Written by Annika Hey | Mar 24, 2026 12:00:01 PM

"Can we add AI to this?" is the new "Let’s build an app." Every era has its technology bandwagon, and every era leaves behind products that failed not because the technology was bad, but because the teams building them didn’t understand the systems they were entering.

AI carries the same magnetic pull for medical technology innovators today. The excitement is understandable. But when innovation begins with the format instead of the fit, even brilliant technologies fail. Not because they don’t work, but because they don’t work within the ecosystems they enter.

Consider a physician-entrepreneur who sought investor backing for a web portal designed to streamline hospital-to-care-facility transfers. The vision was substantive: a clinician-facing tool that would connect hospital records to care facility ratings and availability, giving the clinical team the information they needed to coordinate a patient’s transition in one place. Today, that coordination often falls to patients themselves, who are discharged with a printed list of facilities and left to research and contact them independently. The portal aimed to solve that. In isolation, the technology looked like it would perform beautifully. But the ecosystem mapping was incomplete.
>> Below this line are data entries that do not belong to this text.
PR #218, opened 2016-03-08
Install latest stable nginx during bootstrap

enykeev:
The change is required by https://github.com/StackStorm/st2/pull/2560 since the version from official ubuntu repos is too old and doesn't allow you to change headers on 5xx responses.

### DIFF
--- a/scripts/st2bootstrap-deb.sh
+++ b/scripts/st2bootstrap-deb.sh
@@ -2,7 +2,7 @@
 
 set -eu
 
-USERNAME='test'
+USERNAME='st2admin'
 PASSWORD='Ch@ngeMe'
 
 HUBOT_ADAPTER='slack'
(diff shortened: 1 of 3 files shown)


lakshmi-kannan:
One could argue that we will mess with customers' existing nginx installation but we anyways require a completely new box to do this. LGTM.

scripts/st2bootstrap-deb.sh
```diff
@@ -2,7 +2,7 @@
 
 set -eu
 
-USERNAME='test'
+USERNAME='st2admin'
```
lakshmi-kannan: weird.

Kami:
Yeah, for "appliance" single box style deployments (which is what those scripts do), we should control all the software versions (nginx, mongodb, rabbitmq).

For everything else (if people want to install packages manually), we should document minmum required / supported versions of software we need.

lakshmi-kannan:
+1 to merge this to v1.3

scripts/st2bootstrap-deb.sh
enykeev: indeed.

PR #226, opened 2016-03-09
mistral services cleanups (all platforms)

### LINKED ISSUE #139: Untie `mistral-api` from `mistral` service
`service mistral start/stop` currently controls both `mistral-server` and `mistral-api` as child services.
https://github.com/StackStorm/st2-packages/blob/master/packages/mistral/debian/mistral.upstart#L14
https://github.com/StackStorm/st2-packages/blob/master/packages/mistral/debian/mistral.upstart#L17

It was a good intent behind this and more simplicity, but it breaks scaling story, when API could live on different machine.

See for more info: https://github.com/StackStorm/st2/commit/6910a2106577af18810590a1ffdb85f5bb2dd227#commitcomment-15837593 @dzimine explanation in `st2ctl` PR.

---

Implementing this will also fix: https://github.com/StackStorm/st2-packages/issues/121

dennybaa:
recent cleanups.
resolves #139


armab:
If you separate `mistral-api` and `mistral-server` in this PR (previously `service mistral`), make sure to reflect changes in :
* `st2docs` installation instructions
* `st2-packages` bootstrap scripts
* services in `st2ctl`

PR #227, opened 2016-03-09
Follow st2 branching (master)

armab:
Autodetect specific `st2` branch depending on `st2-packages` branch.

#### What this change brings
* pushing to `master` of `st2-packages` repo will generate packages based on `master` of `st2`
* pushing to `v1.3` of `st2-packages` repo will generate packages based on `v1.3` of `st2`
* opening PR against `master` branch of `st2-packages` repo will use `st2` `master`
* opening PR against `v1.3` branch of `st2-packages` repo will use `st2` `v1.3`
* opening PR against any other branch of `st2-packages` repo will use `st2` `master`

This autodetect works for both Pull Requests and inside `vX.Y` and `master` branches of `st2-packages` repo.

Branch autodetection for PR is based on target branch: 
> **armab**  wants to merge 1 commit into (--->)  `master` from `feature/branching`

PR #229, opened 2016-03-09
Follow st2 branching (v1.3)

armab:
Read: https://github.com/StackStorm/st2-packages/pull/227
(cherry picked from commit 1b2fa6b)


armab:
See: https://github.com/StackStorm/st2-packages/pull/227#issuecomment-194387100

PR #235, opened 2016-03-12
Declare unbound variables

DoriftoShoes:


dzimine:
doesn't explain why this didn't get called cc @lakshmi-kannan and find time to test more, cc myself. Unblocked now at least.
https://github.com/StackStorm/st2-packages/blob/master/scripts/st2bootstrap-deb.sh#L102

Kami:
While we are at it, it might be a good idea to see if we can run something like this (https://github.com/koalaman/shellcheck) on this script and it provides and value and not too many false negatives.

PR #236, opened 2016-03-14
Update bootstrap v1.3 [ci skip]

DoriftoShoes:
Getting latest bootstrap script changes onto v1.3


scripts/st2bootstrap-deb.sh
```diff
@@ -79,7 +172,7 @@ EHD
 
 install_st2mistral() {
   # install mistral
-  sudo apt-get install -y st2mistral
+  sudo apt-get install -y st2mistral${ST2MISTRAL_PKG_VERSION}
```
Kami: Do we need to quote this whole string (`"st2mistral${ST2MISTRAL_PKG_VERSION}"`) to be on the safe side?

DoriftoShoes: Naw this works fine.

PR #239, opened 2016-03-15
don't use version branch for *dev versions [ci skip]

DoriftoShoes:
Currently we try to pull the bootstrap script from the corresponding version branch even on dev.  This makes us use the master branch for dev releases.


Kami:
LGTM.

Maybe not bad a idea to print something in that function if we are on a dev branch.

DoriftoShoes:
We print it at another point when RELEASE is set.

The solution didn’t account for the burden it placed on clinicians. It asked physicians and nurses to add another login, another password, and another interface to an already fragmented digital landscape. In a healthcare environment already straining under cognitive overload and system switching, that friction was a fatal flaw. Responsibility for monitoring the portal was also unclear: who, in an already stretched clinical workflow, would own this new task?

The underlying problem remains unsolved. The original solution didn’t fail because it addressed the wrong problem. It failed because it underestimated the technical, workflow, and human complexities of the ecosystem it needed to operate within. A well-designed portal could still genuinely help. But only if it starts with the system, not the software.

Fortunately, prototyping revealed these issues before full development. The real cost was avoided. But the lesson is clear: understanding the system is not a luxury. It is the precondition for building anything that lasts.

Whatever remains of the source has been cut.